[Data extracted from a collection]
■ ■ ■
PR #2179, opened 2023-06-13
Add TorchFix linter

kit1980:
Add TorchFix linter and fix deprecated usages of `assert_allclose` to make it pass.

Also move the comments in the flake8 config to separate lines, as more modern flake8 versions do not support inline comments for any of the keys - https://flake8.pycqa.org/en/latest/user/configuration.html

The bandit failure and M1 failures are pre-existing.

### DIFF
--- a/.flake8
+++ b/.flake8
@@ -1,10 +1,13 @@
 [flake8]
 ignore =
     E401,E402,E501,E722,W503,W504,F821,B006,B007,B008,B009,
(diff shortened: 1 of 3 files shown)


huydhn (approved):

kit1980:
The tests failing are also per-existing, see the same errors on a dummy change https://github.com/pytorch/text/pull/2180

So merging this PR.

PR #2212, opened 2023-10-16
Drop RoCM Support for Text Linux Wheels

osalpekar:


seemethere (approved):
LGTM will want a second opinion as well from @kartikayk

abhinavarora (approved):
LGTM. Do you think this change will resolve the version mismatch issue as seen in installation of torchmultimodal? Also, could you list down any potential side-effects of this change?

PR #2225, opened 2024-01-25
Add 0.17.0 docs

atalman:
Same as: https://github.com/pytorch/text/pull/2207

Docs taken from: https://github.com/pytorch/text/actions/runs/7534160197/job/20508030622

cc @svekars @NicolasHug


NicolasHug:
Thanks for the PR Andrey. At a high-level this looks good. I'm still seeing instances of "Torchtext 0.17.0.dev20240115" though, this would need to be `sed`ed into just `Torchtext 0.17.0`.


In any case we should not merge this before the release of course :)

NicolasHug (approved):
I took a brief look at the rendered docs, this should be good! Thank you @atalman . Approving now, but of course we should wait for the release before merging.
■ ■ ■
Instructions for the task - The expected response is the full set of records, reproduced exactly.

Answer section -
PR #2179, opened 2023-06-13
Add TorchFix linter

kit1980:
Add TorchFix linter and fix deprecated usages of `assert_allclose` to make it pass.

Also move the comments in the flake8 config to separate lines, as more modern flake8 versions do not support inline comments for any of the keys - https://flake8.pycqa.org/en/latest/user/configuration.html

The bandit failure and M1 failures are pre-existing.

### DIFF
--- a/.flake8
+++ b/.flake8
@@ -1,10 +1,13 @@
 [flake8]
 ignore =
     E401,E402,E501,E722,W503,W504,F821,B006,B007,B008,B009,
(diff shortened: 1 of 3 files shown)


huydhn (approved):

kit1980:
The tests failing are also per-existing, see the same errors on a dummy change https://github.com/pytorch/text/pull/2180

So merging this PR.

PR #2212, opened 2023-10-16
Drop RoCM Support for Text Linux Wheels

osalpekar:


seemethere (approved):
LGTM will want a second opinion as well from @kartikayk

abhinavarora (approved):
LGTM. Do you think this change will resolve the version mismatch issue as seen in installation of torchmultimodal? Also, could you list down any potential side-effects of this change?

PR #2225, opened 2024-01-25
Add 0.17.0 docs

atalman:
Same as: https://github.com/pytorch/text/pull/2207

Docs taken from: https://github.com/pytorch/text/actions/runs/7534160197/job/20508030622

cc @svekars @NicolasHug


NicolasHug:
Thanks for the PR Andrey. At a high-level this looks good. I'm still seeing instances of "Torchtext 0.17.0.dev20240115" though, this would need to be `sed`ed into just `Torchtext 0.17.0`.


In any case we should not merge this before the release of course :)

NicolasHug (approved):
I took a brief look at the rendered docs, this should be good! Thank you @atalman . Approving now, but of course we should wait for the release before merging.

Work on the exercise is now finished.